***** Data shown *****

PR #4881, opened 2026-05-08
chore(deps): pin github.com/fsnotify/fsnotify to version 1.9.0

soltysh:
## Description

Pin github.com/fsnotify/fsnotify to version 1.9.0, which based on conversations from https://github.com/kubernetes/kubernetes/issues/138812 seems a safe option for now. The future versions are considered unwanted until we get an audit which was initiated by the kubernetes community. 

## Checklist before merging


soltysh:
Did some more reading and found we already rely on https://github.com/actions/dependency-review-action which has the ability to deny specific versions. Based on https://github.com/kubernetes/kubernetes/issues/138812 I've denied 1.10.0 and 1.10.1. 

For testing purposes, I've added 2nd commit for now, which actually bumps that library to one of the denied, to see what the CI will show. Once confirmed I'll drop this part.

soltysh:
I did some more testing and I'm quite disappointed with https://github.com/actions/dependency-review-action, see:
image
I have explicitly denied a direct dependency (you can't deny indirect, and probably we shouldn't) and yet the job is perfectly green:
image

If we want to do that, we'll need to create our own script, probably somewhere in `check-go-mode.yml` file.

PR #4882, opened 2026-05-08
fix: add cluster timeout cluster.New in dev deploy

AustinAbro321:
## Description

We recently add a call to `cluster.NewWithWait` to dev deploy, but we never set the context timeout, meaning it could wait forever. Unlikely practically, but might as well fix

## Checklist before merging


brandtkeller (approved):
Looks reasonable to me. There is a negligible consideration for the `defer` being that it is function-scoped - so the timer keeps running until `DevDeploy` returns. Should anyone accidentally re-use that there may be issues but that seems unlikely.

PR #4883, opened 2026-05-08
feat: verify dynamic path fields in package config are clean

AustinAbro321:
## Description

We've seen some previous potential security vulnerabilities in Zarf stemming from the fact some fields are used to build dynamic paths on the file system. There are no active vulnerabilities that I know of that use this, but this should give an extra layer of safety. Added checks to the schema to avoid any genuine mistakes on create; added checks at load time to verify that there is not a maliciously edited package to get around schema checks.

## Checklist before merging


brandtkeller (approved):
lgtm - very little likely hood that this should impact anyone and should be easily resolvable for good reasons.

*****
***** Data shown *****

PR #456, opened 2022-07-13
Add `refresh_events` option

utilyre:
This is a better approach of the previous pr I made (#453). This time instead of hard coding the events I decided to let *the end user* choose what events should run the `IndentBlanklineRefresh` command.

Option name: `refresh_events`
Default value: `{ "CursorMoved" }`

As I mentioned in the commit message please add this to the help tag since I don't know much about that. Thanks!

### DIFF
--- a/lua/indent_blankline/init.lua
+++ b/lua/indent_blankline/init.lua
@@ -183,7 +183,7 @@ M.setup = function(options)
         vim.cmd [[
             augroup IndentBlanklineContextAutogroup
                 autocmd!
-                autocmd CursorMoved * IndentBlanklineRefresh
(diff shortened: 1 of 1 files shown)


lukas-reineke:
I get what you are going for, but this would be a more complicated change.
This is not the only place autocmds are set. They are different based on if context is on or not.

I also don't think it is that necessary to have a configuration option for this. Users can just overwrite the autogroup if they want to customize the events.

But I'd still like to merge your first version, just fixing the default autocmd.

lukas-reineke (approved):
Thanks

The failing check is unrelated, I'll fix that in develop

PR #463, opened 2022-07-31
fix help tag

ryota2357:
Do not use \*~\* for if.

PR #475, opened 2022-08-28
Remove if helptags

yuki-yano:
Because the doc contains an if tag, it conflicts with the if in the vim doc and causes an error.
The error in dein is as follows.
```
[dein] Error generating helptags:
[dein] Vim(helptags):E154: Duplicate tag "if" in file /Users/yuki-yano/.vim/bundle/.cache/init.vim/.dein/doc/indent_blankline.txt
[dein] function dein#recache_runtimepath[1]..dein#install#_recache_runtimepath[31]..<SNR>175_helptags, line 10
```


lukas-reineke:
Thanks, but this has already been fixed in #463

*****

== Exercise goal ==
If a line in the records above has the word "previous", copy it.

== Result ==
We've seen some previous potential security vulnerabilities in Zarf stemming from the fact some fields are used to build dynamic paths on the file system. There are no active vulnerabilities that I know of that use this, but this should give an extra layer of safety. Added checks to the schema to avoid any genuine mistakes on create; added checks at load time to verify that there is not a maliciously edited package to get around schema checks.
This is a better approach of the previous pr I made (#453). This time instead of hard coding the events I decided to let *the end user* choose what events should run the `IndentBlanklineRefresh` command.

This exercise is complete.